Linux Foundation to advance Blockchain technology

New open ledger project to transform the way business transactions are conducted around the world.

The Linux Foundation, the nonprofit organization enabling mass innovation through open source, has launched a collaborative effort to advance the popular blockchain technology. The project will develop an enterprise grade, open source distributed ledger framework and free developers to focus on building robust, industry-specific applications, platforms and hardware systems to support business transactions. Early commitments to this work come from Accenture, ANZ Bank, Cisco, CLS, Credits, Deutsche B?rse, Digital Asset Holdings, DTCC, Eris Industries, Fujitsu, IC3, IBM, Intel, J.P. Morgan, London Stock Exchange Group, Mitsubishi UFJ Financial Group (MFUG), R3, State Street, SWIFT, VMware and Wells Fargo.

Many of the founding members are already investing considerable research and development efforts exploring blockchain applications for industry. IBM intends to contribute tens of thousands of lines of its existing codebase and its corresponding intellectual property to this open source community. Digital Asset is contributing the Hyperledger mark, which will be used as the project name, as well as enterprise grade code and developer resources. R3 is contributing a new financial transaction architectural framework designed to specifically meet the requirements of its global bank members and other financial institutions. These technical contributions, among others from a variety of companies, will be reviewed in detail in the weeks ahead by the formation and Technical Steering Committees.

Blockchain is a digital technology for recording and verifying transactions. The distributed ledger is a permanent, secure tool that makes it easier to create cost-efficient business networks without requiring a centralized point of control. With distributed ledgers, virtually anything of value can be tracked and traded. The application of this emerging technology is showing great promise in the enterprise. For example, it allows securities to be settled in minutes instead of days. It can be used to help companies manage the flow of goods and related payments or enable manufacturers to share production logs with OEMs and regulators to reduce product recalls.

“Distributed ledgers are poised to transform a wide range of industries from banking and shipping to the Internet of Things, among others,” said Jim Zemlin, executive director at The Linux Foundation. “As with any early-stage, highly-complex technology that demonstrates the ability to change the way we live our lives and conduct business, blockchain demands a cross-industry, open source collaboration to advance the technology for all.”

Distributed ledger systems today are being built in a variety of industries but to realize the promise of this emerging technology, an open source and collaborative development strategy that supports multiple players in multiple industries is required.
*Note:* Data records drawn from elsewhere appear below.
Issue #356, opened 2026-05-27
Align parseCycleDashboard validation with parseTrainingMaxes: throw on missing required keys


brownm09:
## Background

Surfaced by the audit in #354.

`packages/core/src/utils/parser/parseCycleDashboard.ts` silently defaults missing required keys to sentinel values:

| Key | Missing-value result |
|---|---|
| `Program` | `""` |
| `Cycle Unit` | `""` |
| `Cycle #` | `Number(undefined)` → `NaN` |
| `Cycle Date` | `new Date("")` → `Invalid Date` |
| `Sheet Name` | `""` |
| `Start Weekday` | `""` (cast to `Weekday`) |

The sibling parser `parseCycleDashboard`'s peer, [\`parseTrainingMaxes.ts\`](https://github.com/brownm09/lifting-logbook/blob/main/packages/core/src/utils/parser/parseTrainingMaxes.ts), takes the opposite approach: it throws on missing or invalid fields. Both parsers consume the same shape of CSV input from the same dashboard, so the inconsistency is most likely accidental rather than a deliberate graceful-degradation strategy. The sentinels (\`NaN\`, \`Invalid Date\`) are not useful values — they push failures downstream to whatever renders the dashboard.

## Scope

- Audit callers of \`parseCycleDashboard\` to confirm none depend on the silent-default behavior.
- Change \`parseCycleDashboard\` to throw on missing required keys, matching \`parseTrainingMaxes\`.
- Update the pinned-current-behavior test added in #354 to assert on the throw instead of the sentinel values.
- Decide whether \`currentWeekType\` (hard-coded to \`'training'\` and labeled as derived elsewhere) should be moved out of the parser entirely.

## Acceptance criteria

- [ ] \`parseCycleDashboard\` throws a descriptive error when any required key is missing or unparseable.
- [ ] Test added in #354 (\`returns sentinel defaults when required keys are missing\`) is replaced with a throw assertion.
- [ ] All callers handle or propagate the new throw appropriately; no caller silently catches and continues with bad data.

## Related

- #354 — audit that surfaced this
- #349 — broader skewed-test audit / standard

Issue #349, opened 2026-05-26
Audit and remediate skewed tests across the codebase


brownm09:
## Problem

A skewed test passes under both the success condition it claims to verify *and* a failure condition it should detect. The test gives a false green signal.

This pattern appeared in PR #346 when server components were given graceful-degradation wrappers (correct product behavior) without corresponding updates to the test assertions:

- `ProgramsPage` — `fetchUserSettings().catch(() => DEFAULT_SETTINGS)` / `fetchCustomPrograms().catch(() => [])`. The staging test asserts the Programs heading and a "Choose This Program" button are visible. Both render from static component data regardless of whether the API returned real settings or the fallback defaults.
- `HistoryPage` — `fetchLiftRecords().catch(() => [])` / `fetchTrainingMaxHistory().catch(() => { entries: [] })`. The staging test asserts the two tab elements are visible. Tabs always render; their presence gives no signal that the API responded successfully.
- `CyclePage` — `try { … } catch { redirect('/onboarding') }`. The staging test accepts either `/cycle/N` or `/onboarding` as valid. An API failure redirects to `/onboarding`, which is indistinguishable from a fresh account with no active cycle.

PR #346 added an explicit auth propagation test (test 5 in `staging.spec.ts`) to address the staging case. The broader pattern has not been audited.

## Scope

Skewed tests can occur at any layer where:
- Error handling returns a neutral/empty value (`.catch(() => [])`, `?? default`, try/catch redirect)
- The test assertion checks structure or presence only — not that real data was loaded
- The production behavior (don't crash on transient failure) is correct, but the test cannot distinguish success from graceful failure

## Acceptance criteria

- [ ] Audit all existing tests (unit, integration, component, e2e) for the skewed pattern: error-swallowing code paths where the test assertion passes under both success and failure
- [ ] For each instance found, determine the right fix:
  - Add an assertion on actual data when a predictable non-empty response is guaranteed (e.g., a catalog endpoint that always returns rows)
  - Add a separate test that explicitly verifies the success path (analogous to the auth propagation test in `staging.spec.ts`)
  - Document intentional "structure only" assertions with a comment explaining why data-level assertion is not appropriate (e.g., staging test user has no data)
- [ ] Update the `## Testing` section in `CLAUDE.md` or `docs/standards/` with a rule that prevents new skewed tests from landing: when adding a `.catch()` or try/catch to a server component or API boundary, the reviewer must verify that any existing tests for that code path still detect the error condition

[...]

PR #357, opened 2026-05-27
[test] Add fallback-branch tests for packages/core neutral-return paths

### LINKED ISSUE #354: Audit packages/core and packages/types for skewed test patterns
## Problem

Issue #349 audits skewed tests in `apps/web` and `apps/api` where I/O boundaries swallow errors with fallback values. `packages/core` and `packages/types` were declared out of scope under the assumption that pure-logic packages have no I/O fallbacks — and therefore no analogous skewed pattern. That assumption has not been verified.

A pure-logic equivalent of the skewed pattern is plausible: e.g., a domain function that returns a neutral value (`null`, `[]`, `0`) when given malformed input, paired with a test that only asserts the function does not throw. Such a test passes whether the function correctly computes the result or silently returns the neutral value on a real bug.

## Scope

- Audit all `.catch()`, `?? default`, try/catch returning neutral values, and "return null on invalid input" branches in `packages/core` and `packages/types`.
- For each, check the corresponding test: does the assertion distinguish the success path from the neutral-value fallback path?
- Document any findings under the same remediation rubric used in #349 (data assertion / explicit success-path test / documented intentional structure-only).

## Acceptance criteria

- [ ] Inventory of every error-swallowing or neutral-return code path in `packages/core` and `packages/types`.
- [ ] For each, a verdict: skewed / not skewed / no test exists.
- [ ] Remediation PRs (or a single PR) addressing any confirmed skewed instances per the rubric in `docs/standards/error-fallback-test-coverage.md`.
- [ ] If no skewed instances are found, close with a one-line note in `docs/standards/error-fallback-test-coverage.md` recording that the audit was performed and found no issues in pure-logic packages.

## Related

- #349 — original audit and standard

brownm09:
## Summary

Closes #354.

Audit of `packages/core` and `packages/types` for skewed test patterns (the assumption #349 set aside: pure-logic packages have no analogous swallow-and-default fallbacks) found four error-swallowing branches with weak or absent test coverage. This PR adds tests for each, locks in current behavior, and creates the standard doc the audit was asked to record itself in.

## Audit results

| File | Pattern | Previous coverage | Remediation |
|---|---|---|---|
| `packages/core/src/utils/parser/tableToObjects.ts` | `if (!data \|\| data.length < 2) return []` | Success path tested with data assertions; fallback path never exercised | Added empty-array and header-only tests; added headerless test |
| `packages/core/src/utils/parser/parseCycleDashboard.ts` | Silent defaults (`NaN`, `Invalid Date`, `""`) for missing required keys | Only happy-path tested | Added test pinning current sentinel defaults |
| `packages/core/src/utils/jsUtil.ts:62` (`formatDateYYYYMMDD`) | `return String(date)` fallback + silent `NaNNaNNaN` for 3-part garbage | Only formatted-string and Date paths tested | Added tests for both fallback paths |
| `packages/core/src/utils/jsUtil.ts:90` (`weekTypeForDate`) | `?? 'training'` fallback when no spec match | No tests at all | Added 4 tests covering matching week, clamp, missing weekType, empty spec |

Eight other files in scope (`parseLiftingProgramSpec`, `parseTrainingMaxes`, `parseLiftRecords`, `generateLiftSpec`, `extractLiftRecords`, `distributeWorkouts`, `updateMaxes`, `updateCycle`) already have data-asserting tests for their neutral-return branches — not skewed. The three type-only files (`StrengthGoalEntry`, `TrainingMaxHistoryEntry`, `packages/types/src/domain.ts`) have no executable paths.

## Follow-up filed

While auditing `parseCycleDashboard`, found that its silent-default behavior is inconsistent with sibling `parseTrainingMaxes`, which throws on missing required fields. The sentinels (`NaN`, `Invalid Date`) are not useful values — they push failure downstream. Tracked separately as [#356](https://github.com/brownm09/lifting-logbook/issues/356) since changing it is a production behavior change that deserves its own review. This PR pins current behavior so #356's change is deliberate and visible.

## No production code changes

All edits are in `packages/core/tests/`, plus `docs/standards/error-fallback-test-coverage.md` (new draft — full rubric owned by #349) and one row added to the CLAUDE.md Coding Standards table.

## Testing

```
npm test -w @lifting-logbook/core
```

```
Tests: 155 passed, 0 skipped, 0 failed (7.7 s)
Test Suites: 26 passed, 26 total
```

Mutation sensitivity confirmed: the `not-a-date` test surfaced a latent code behavior (`NaNNaNNaN` output) that would have been masked by a structural-only assertion — proving the new tests actually exercise the production behavior.

Full-suite `npm test` does not run in the Claude worktree (turbo binary `EFTYPE` — known issue, see `.husky/pre-commit`). Verified per-workspace instead:

| Workspace | Result | Pre-existing on `main`? |
|---|---|---|
| `@lifting-logbook/core` | 155 / 155 passed | n/a (changed) |
| `@lifting-logbook/types` | passed (no tests) | n/a |
| `@lifting-logbook/mobile` | passed (no tests) | n/a |
| `@lifting-logbook/api` | 19 suites fail (Resolver module-not-found) | Yes — same failures on `origin/main` baseline |
| `@lifting-logbook/api-legacy` | 1 suite fail | Yes — same failure on `origin/main` baseline |
| `@lifting-logbook/web` | 1 suite fail | Yes — same failure on `origin/main` baseline |

No regressions introduced by this PR.

## Suppression / test-integrity check

- Suppression grep: one match — `spec[0]!` in `jsUtil.test.ts`. **Justification:** `spec` is a 2-element const literal declared in the same `describe` block; the assertion is on a statically known non-empty array, not an unchecked external value. Per `docs/standards` suppression policy this is a legitimate narrowing, not an error-silencer.
- Test-integrity grep: clean. No skips, deletes, threshold changes, or bypass flags.

## Test plan

- [x] `npm test -w @lifting-logbook/core` passes (155 / 155)
- [x] New tests confirmed to exercise real fallback branches (one surfaced a latent NaN behavior)
- [x] No production code touched

### DIFF
--- a/docs/standards/error-fallback-test-coverage.md
+++ b/docs/standards/error-fallback-test-coverage.md
@@ -77,6 +77,6 @@ When the staging test user genuinely has no records, this is acceptable **only i
 
 ## Audit history
 
-| Date | Scope | Issue | PR |
-|---|---|---|---|
-| 2026-05-27 | `packages/core/**`, `packages/types/**` — 4 untested or under-tested neutral-return branches in `tableToObjects`, `parseCycleDashboard`, `formatDateYYYYMMDD`, `weekTypeForDate`. All four remediated with explicit fallback-branch tests. One production-code inconsistency in `parseCycleDashboard` (silent defaults vs. sibling `parseTrainingMaxes` which throws) deferred to a follow-up issue. | [#354](https://github.com/brownm09/lifting-logbook/issues/354) | [#357](https://github.com/brownm09/lifting-logbook/pull/357) |
+| Date | Scope | Findings | Issue | PR |
+|---|---|---|---|---|
+| 2026-05-27 | `packages/core/**`, `packages/types/**` | 4 untested or under-tested neutral-return branches in `tableToObjects`, `parseCycleDashboard`, `formatDateYYYYMMDD`, `weekTypeForDate`. All four remediated with explicit fallback-branch tests; one production-code inconsistency in `parseCycleDashboard` (silent defaults vs. sibling `parseTrainingMaxes` which throws) deferred to a follow-up issue. | [#354](https://github.com/brownm09/lifting-logbook/issues/354) | [#357](https://github.com/brownm09/lifting-logbook/pull/357) |
--- a/docs/standards/error-fallback-test-coverage.md
+++ b/docs/standards/error-fallback-test-coverage.md
@@ -72,3 +72,11 @@ When the staging test user genuinely has no records, this is acceptable **only i
 - [Issue #349 — Audit and remediate skewed tests](https://github.com/brownm09/lifting-logbook/issues/349) — the audit that produced this standard
 - [PR #346 — staging deploy with Playwright integration test gate](https://github.com/brownm09/lifting-logbook/pull/346) — the incident that surfaced the pattern, and the first explicit success-path test (test 5)
 - [ADR-023 — Staging Integration Test Design](../adr/ADR-023-staging-integration-test-design.md) — Consequences section names this limitation
+
+---
+
+## Audit history
+
+| Date | Scope | Issue | PR |
+|---|---|---|---|
+| 2026-05-27 | `packages/core/**`, `packages/types/**` — 4 untested or under-tested neutral-return branches in `tableToObjects`, `parseCycleDashboard`, `formatDateYYYYMMDD`, `weekTypeForDate`. All four remediated with explicit fallback-branch tests. One production-code inconsistency in `parseCycleDashboard` (silent defaults vs. sibling `parseTrainingMaxes` which throws) deferred to a follow-up issue. | [#354](https://github.com/brownm09/lifting-logbook/issues/354) | [#357](https://github.com/brownm09/lifting-logbook/pull/357) |
--- a/packages/core/tests/core/utils/jsUtil.test.ts
+++ b/packages/core/tests/core/utils/jsUtil.test.ts
@@ -2,7 +2,7 @@ import {
   addDaysUTC,
   formatDateYYYYMMDD,
   getNextDate,
-  LiftingProgramSpec,
+  type LiftingProgramSpec,
   weekTypeForDate,
 } from "@src/core";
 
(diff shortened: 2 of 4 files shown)


brownm09:
## Review: [test] Add fallback-branch tests for packages/core neutral-return paths

### Summary
Merge with one minor fix. The audit is well-scoped, tests pin behavior with honest comments distinguishing "current behavior" from "contract," and the parser-inconsistency deferral to #356 is the right call. One real finding: the new standard doc's audit-history table mis-labels an issue link as the PR. Everything else is style-grade.

---

### Non-Blocking Findings

**[documentation]** `docs/standards/error-fallback-test-coverage.md:27`
The "Audit history" table's `PR` column links `#354`, which is the tracking *issue*, not the PR. The remediation PR is `#357`. As more audit rows accrue under #349's broader effort, future readers using this column to jump to the actual diff that landed each remediation will hit issue pages instead.
**Suggestion:** Replace the `[#354]` cell with `[#357](https://github.com/brownm09/lifting-logbook/pull/357)`, or split into `Issue | PR` columns if you want both.

**[maintainability]** `packages/core/tests/core/utils/jsUtil.test.ts:5`
`LiftingProgramSpec` is imported as a value-side import alongside the runtime functions. If the repo later turns on `verbatimModuleSyntax` (or stricter `isolatedModules` enforcement), this will error.
**Suggestion:** Promote to `import type { LiftingProgramSpec }` in a separate import group, or use the inline `import { type LiftingProgramSpec, ... }` form.

**[maintainability]** `packages/core/tests/core/utils/jsUtil.test.ts:80`
The "clamps to the max week" test name asserts a specific design (clamping past-range to maxWeek). The test passes today, but if the implementation actually returns `'test'` because both the spec's max and the fallback happen to differ from `'training'` in opposite ways, a future refactor could quietly invalidate the *name* without failing the assertion. Worth a quick second assertion or a comment confirming the clamp is the source of `'test'` here.
**Suggestion:** Add `expect(weekTypeForDate(cycleStart, spec, new Date(2026, 0, 19))).toBe("test")` for the in-range week-2 case in the same describe — together with the past-range case, that pins the clamp specifically.

---

### Style Notes

The `const { weekType: _omit, ...rest } = spec[0]!; void _omit;` pattern is unusual but justified — `exactOptionalPropertyTypes` rules out the more obvious `{ ...spec[0]!, weekType: undefined }`. Worth a one-line comment ("// destructure to omit weekType — TS2375 under exactOptionalPropertyTypes") so the next person doesn't try to "simplify" it.

Comment blocks tying tests to audit issue #354 are well-done and the right pattern — keep doing this.

---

This development can enable the adoption of blockchain technology at a pace and depth not achievable by any one company or industry. This type of shared or external Research & Development (R&D) has proven to deliver billions in economic value.

This collaboration is expected to help identify and address important features and currently missing requirements for a cross-industry open standard for distributed ledgers that can transform the way business transactions are conducted around the world.